INFORMATION START

PR #175, opened 2017-10-26
Resolves #170 - Return error on monitor disconnection

### LINKED ISSUE #170: [5.0] `monitorDisconnection` on `Peripheral` instance should return the error to the user
Currently method signature for `monitorDisconnection` looks as follows:
`public func monitorDisconnection(for peripheral: Peripheral) -> Observable<Peripheral>`
Delegate callback that is used to implement this contains additional information regarding the error which is currently ommited by our library. 
# Design
Ideally we would change the interface to the following one:
```
typealias DisconnectionReason = Error?
public func monitorDisconnection(for peripheral: Peripheral) -> Observable<(Peripheral, DisconnectionReason)>
```
# How it affects current users
It’s a source breaking change and should be a part of 5.0 release.

bartoszstelmaszuk:
Resolves #170 so the library returns error on monitorDisconnection to the user

### DIFF
--- a/Source/BluetoothError.swift
+++ b/Source/BluetoothError.swift
@@ -38,6 +38,7 @@ public enum BluetoothError: Error {
     // Peripheral
     case peripheralConnectionFailed(Peripheral, Error?)
     case peripheralDisconnected(Peripheral, Error?)
+    case peripheralDisconnectionFailed(Peripheral, Error?)
     case peripheralRSSIReadFailed(Peripheral, Error?)
     // Services
     case servicesDiscoveryFailed(Peripheral, Error?)
@@ -77,6 +78,8 @@ extension BluetoothError: CustomStringConvertible {
         case let .peripheralConnectionFailed(_, err):
             return "Connection error has occured: \(err?.localizedDescription ?? "-")"
         case let .peripheralDisconnected(_, err):
+            return "Connection error has occured: \(err?.localizedDescription ?? "-")"
+        case let .peripheralDisconnectionFailed(_, err):
             return "Connection error has occured: \(err?.localizedDescription ?? "-")"
         case let .peripheralRSSIReadFailed(_, err):
             return "RSSI read failed : \(err?.localizedDescription ?? "-")"
--- a/Source/BluetoothError.swift
+++ b/Source/BluetoothError.swift
@@ -38,7 +38,6 @@ public enum BluetoothError: Error {
     // Peripheral
     case peripheralConnectionFailed(Peripheral, Error?)
     case peripheralDisconnected(Peripheral, Error?)
-    case peripheralDisconnectionFailed(Peripheral, Error?)
     case peripheralRSSIReadFailed(Peripheral, Error?)
     // Services
     case servicesDiscoveryFailed(Peripheral, Error?)
@@ -78,8 +77,6 @@ extension BluetoothError: CustomStringConvertible {
         case let .peripheralConnectionFailed(_, err):
             return "Connection error has occured: \(err?.localizedDescription ?? "-")"
         case let .peripheralDisconnected(_, err):
-            return "Connection error has occured: \(err?.localizedDescription ?? "-")"
-        case let .peripheralDisconnectionFailed(_, err):
             return "Connection error has occured: \(err?.localizedDescription ?? "-")"
         case let .peripheralRSSIReadFailed(_, err):
             return "RSSI read failed : \(err?.localizedDescription ?? "-")"
--- a/Source/BluetoothManager.swift
+++ b/Source/BluetoothManager.swift
@@ -255,7 +255,7 @@ public class BluetoothManager {
     /// - parameter peripheral: The `Peripheral` to which the `BluetoothManager` is either trying to
     /// connect or has already connected.
     /// - returns: `Single` which emits next event when peripheral successfully cancelled connection.
-    public func cancelPeripheralConnection(_ peripheral: Peripheral) -> Observable<(Peripheral, BluetoothError?)> {
+    public func cancelPeripheralConnection(_ peripheral: Peripheral) -> Single<(Peripheral, BluetoothError?)> {
         let observable = Observable<(Peripheral, BluetoothError?)>.create { [weak self] observer in
             guard let strongSelf = self else {
                 observer.onError(BluetoothError.destroyed)
@@ -265,7 +265,7 @@ public class BluetoothManager {
             strongSelf.centralManager.cancelPeripheralConnection(peripheral.peripheral)
             return disposable
         }
-        return ensure(.poweredOn, observable: observable)
+        return ensure(.poweredOn, observable: observable).asSingle()
     }
 
     // MARK: Retrieving Lists of Peripherals
--- a/Source/BluetoothManager.swift
+++ b/Source/BluetoothManager.swift
@@ -255,8 +255,8 @@ public class BluetoothManager {
     /// - parameter peripheral: The `Peripheral` to which the `BluetoothManager` is either trying to
     /// connect or has already connected.
     /// - returns: `Single` which emits next event when peripheral successfully cancelled connection.
-    public func cancelPeripheralConnection(_ peripheral: Peripheral) -> Single<(Peripheral, BluetoothError?)> {
-        let observable = Observable<(Peripheral, BluetoothError?)>.create { [weak self] observer in
+    public func cancelPeripheralConnection(_ peripheral: Peripheral) -> Single<(Peripheral)> {
+        let observable = Observable<(Peripheral, DisconnectionReason)>.create { [weak self] observer in
             guard let strongSelf = self else {
                 observer.onError(BluetoothError.destroyed)
                 return Disposables.create()
@@ -265,7 +265,7 @@ public class BluetoothManager {
             strongSelf.centralManager.cancelPeripheralConnection(peripheral.peripheral)
             return disposable
         }
-        return ensure(.poweredOn, observable: observable).asSingle()
+      return ensure(.poweredOn, observable: observable).asSingle().map { $0.0 }
     }
 
     // MARK: Retrieving Lists of Peripherals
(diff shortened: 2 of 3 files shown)


Source/BluetoothManager.swift
```diff
@@ -255,8 +255,8 @@ public class BluetoothManager {
     /// - parameter peripheral: The `Peripheral` to which the `BluetoothManager` is either trying to
     /// connect or has already connected.
     /// - returns: `Single` which emits next event when peripheral successfully cancelled connection.
-    public func cancelPeripheralConnection(_ peripheral: Peripheral) -> Single<Peripheral> {
-        let observable = Observable<Peripheral>.create { [weak self] observer in
+    public func cancelPeripheralConnection(_ peripheral: Peripheral) -> Observable<(Peripheral, BluetoothError?)> {
```
siejkowski: Maybe we could introduce a wrapper type to indicate that the peripheral might be returned without error?

Source/BluetoothManager.swift
```diff
@@ -265,7 +265,7 @@ public class BluetoothManager {
             strongSelf.centralManager.cancelPeripheralConnection(peripheral.peripheral)
             return disposable
         }
-        return ensure(.poweredOn, observable: observable).asSingle()
```
siejkowski: Is there a reason for dropping the `Single` here? Can we emit multiple events now?

Source/BluetoothManager.swift
```diff
@@ -342,22 +342,29 @@ public class BluetoothManager {
...
     /// Emits `Peripheral` instance when it's disconnected.
     /// - Parameter peripheral: `Peripheral` which is monitored for disconnection.
-    /// - Returns: Observable which emits next events when `peripheral` was disconnected.
-    public func monitorDisconnection(for peripheral: Peripheral) -> Observable<Peripheral> {
-        return monitorPeripheral(on: delegateWrapper.rx_didDisconnectPeripheral.map { $0.0 }, peripheral: peripheral)
+    /// - Returns: Observable which emits next events when `peripheral` was disconnected or error event when occured.
+    public func monitorDisconnection(for peripheral: Peripheral) -> Observable<(Peripheral, BluetoothError?)> {
+        return monitorPeripheral(
+            on: delegateWrapper.rx_didDisconnectPeripheral.map { (_, error) in
+                throw BluetoothError.peripheralDisconnectionFailed(peripheral, error)
```
siejkowski: I might not read it correctly, but is there a reason for why you're ignoring the peripheral returned from `peripheralAction` observable here? It seems to me that the logic deciding which instance should be returned in the error should be kept in one place and `monitorPeripheral` is better place in my opinion.

Source/BluetoothManager.swift
Cierpliwy: What do you mean by that? Optional type indicates that there may or may not be an error related to disconnection. How would you name your wrapper type? Will it be an enum?

Source/BluetoothManager.swift
```diff
@@ -342,22 +342,29 @@ public class BluetoothManager {
     /// - Parameter peripheral: `Peripheral` which is monitored for connection.
     /// - Returns: Observable which emits next events when `peripheral` was connected.
     public func monitorConnection(for peripheral: Peripheral) -> Observable<Peripheral> {
-        return monitorPeripheral(on: delegateWrapper.rx_didConnectPeripheral, peripheral: peripheral)
+        return monitorPeripheral(
+            on: delegateWrapper.rx_didConnectPeripheral.map { ($0, nil) },
+            peripheral: peripheral
+        ).map { $0.0 }
```
Cierpliwy: Are we creating tuple to just drop it at the end?

Source/BluetoothError.swift
```diff
@@ -78,6 +79,8 @@ extension BluetoothError: CustomStringConvertible {
             return "Connection error has occured: \(err?.localizedDescription ?? "-")"
         case let .peripheralDisconnected(_, err):
             return "Connection error has occured: \(err?.localizedDescription ?? "-")"
+        case let .peripheralDisconnectionFailed(_, err):
+            return "Connection error has occured: \(err?.localizedDescription ?? "-")"
```
Cierpliwy: According to documentation disconnection cannot fail. So there shouldn't be any error related to that.

Source/BluetoothManager.swift
Cierpliwy: This code is not behaving correctly. We shouldn't throw error there.

Source/BluetoothManager.swift
```diff
@@ -342,22 +342,29 @@ public class BluetoothManager {
...
+        return monitorPeripheral(
+            on: delegateWrapper.rx_didDisconnectPeripheral.map { (_, error) in
+                throw BluetoothError.peripheralDisconnectionFailed(peripheral, error)
+            }, peripheral: peripheral
+        )
     }
 
-    func monitorPeripheral(on peripheralAction: Observable<CBPeripheral>, peripheral: Peripheral)
-        -> Observable<Peripheral> {
+    func monitorPeripheral(on peripheralAction: Observable<(CBPeripheral, BluetoothError?)>, peripheral: Peripheral)
```
Cierpliwy: I'm not sure if this function is worth to share it between connected/disconnected events.

Source/Peripheral.swift
```diff
@@ -92,7 +92,7 @@ public class Peripheral {
     /// that physical connection will be closed immediately as well and all pending commands will not be executed.
     ///
     /// - returns: `Single` which emits next event when peripheral successfully cancelled connection.
-    public func cancelConnection() -> Single<Peripheral> {
+    public func cancelConnection() -> Observable<(Peripheral, BluetoothError?)> {
```
Cierpliwy: Why observable?

Source/BluetoothManager.swift
bartoszstelmaszuk: Looking through library i found that in most cases a tuple is used instead of wrapper type. I decided to follow the current style. Don't you think that optionality on `BluetoothError` indicates enough that the observable can return without error?

Source/BluetoothManager.swift
bartoszstelmaszuk: Good catch! Already repairing it.

Source/BluetoothManager.swift
Cierpliwy: in Observable<T>, T is successful object, so for me using tuple there is OK.

Source/BluetoothManager.swift
Kacper20: +1. In the issue I said that error should be emitted in the resulting observable next events, not as an error on stream.

Source/BluetoothError.swift
Kacper20: +1

Source/BluetoothManager.swift
bartoszstelmaszuk: corrected throwing. It should be mapped as you mentioned.

Source/BluetoothManager.swift
bartoszstelmaszuk: Yes, it is to use `monitorPeripheral` function in both connection and disconnection functions.

Source/BluetoothManager.swift
bartoszstelmaszuk: in my opinion it is. If we would like to separate it instead of two easy maps we would have to implement logic of filtering and mapping on stream  of `pheripheralAction` with ensuring poweredOn state in both function `monitorConnection` and `monitorDisconnection`

Source/Peripheral.swift
```diff
@@ -92,7 +92,7 @@ public class Peripheral {
     /// that physical connection will be closed immediately as well and all pending commands will not be executed.
     ///
     /// - returns: `Single` which emits next event when peripheral successfully cancelled connection.
-    public func cancelConnection() -> Single<Peripheral> {
+    public func cancelConnection() -> Single<(Peripheral)> {
```
Kacper20: We don't need parentheses here.

Source/BluetoothManager.swift
```diff
@@ -265,7 +265,7 @@ public class BluetoothManager {
             strongSelf.centralManager.cancelPeripheralConnection(peripheral.peripheral)
             return disposable
         }
-        return ensure(.poweredOn, observable: observable).asSingle()
+      return ensure(.poweredOn, observable: observable).asSingle().map { $0.0 }
```
Kacper20: I would move map to the new line for better readability

Source/BluetoothManager.swift
```diff
@@ -342,22 +342,29 @@ public class BluetoothManager {
...
+            peripheral: peripheral
+        ).map { $0.0 }
     }
 
     /// Emits `Peripheral` instance when it's disconnected.
     /// - Parameter peripheral: `Peripheral` which is monitored for disconnection.
-    /// - Returns: Observable which emits next events when `peripheral` was disconnected.
-    public func monitorDisconnection(for peripheral: Peripheral) -> Observable<Peripheral> {
-        return monitorPeripheral(on: delegateWrapper.rx_didDisconnectPeripheral.map { $0.0 }, peripheral: peripheral)
+    /// - Returns: Observable which emits next events when `peripheral` was disconnected and error which is
```
Kacper20: I would say: ```Returns: Observable which emits next events when `Peripheral` instance was disconnected. It provides optional error which may contain more information about the cause of the disconnection if it wasn't the `cancelConnection` call```

Source/BluetoothManager.swift
```diff
@@ -342,22 +342,29 @@ public class BluetoothManager {
...
+    /// a disconnection reason when it was caused by 'peripheral' otherwise it's nil.
+    public typealias DisconnectionReason = Error?
```
Kacper20: type alias should be above the documentation comments. Right now docs refer to type alias not to a function. Additionaly it should be `DisconnectionReason = Error`. Then in interface user sees immediately that it's optional — without looking at type alias definition.

Source/BluetoothManager.swift
```diff
@@ -342,22 +342,29 @@ public class BluetoothManager {
...
+    public func monitorDisconnection(for peripheral: Peripheral) -> Observable<(Peripheral, DisconnectionReason)> {
+        return monitorPeripheral(
+            on: delegateWrapper.rx_didDisconnectPeripheral, peripheral: peripheral
+        )
     }
 
-    func monitorPeripheral(on peripheralAction: Observable<CBPeripheral>, peripheral: Peripheral)
-        -> Observable<Peripheral> {
+    func monitorPeripheral(on peripheralAction: Observable<(CBPeripheral, DisconnectionReason)>, peripheral: Peripheral)
+            -> Observable<(Peripheral, Error?)> {
```
Kacper20: We could also use DisconnectionReason here instead of an Error

Source/BluetoothManager.swift
Kacper20: I'm not convinced to this — It's right now kind of artificial way to do this generalization. Could we find some other approach to implement this? This tuple creation reason is complicated and deserves comment at least. The best would be to find other way or just drop helper function.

INFORMATION END

◆ WORK TO COMPLETE
Please return every line of the records that contains the word "siejkowski".

◆ FINAL ANSWER
siejkowski: Maybe we could introduce a wrapper type to indicate that the peripheral might be returned without error?
siejkowski: Is there a reason for dropping the `Single` here? Can we emit multiple events now?
siejkowski: I might not read it correctly, but is there a reason for why you're ignoring the peripheral returned from `peripheralAction` observable here? It seems to me that the logic deciding which instance should be returned in the error should be kept in one place and `monitorPeripheral` is better place in my opinion.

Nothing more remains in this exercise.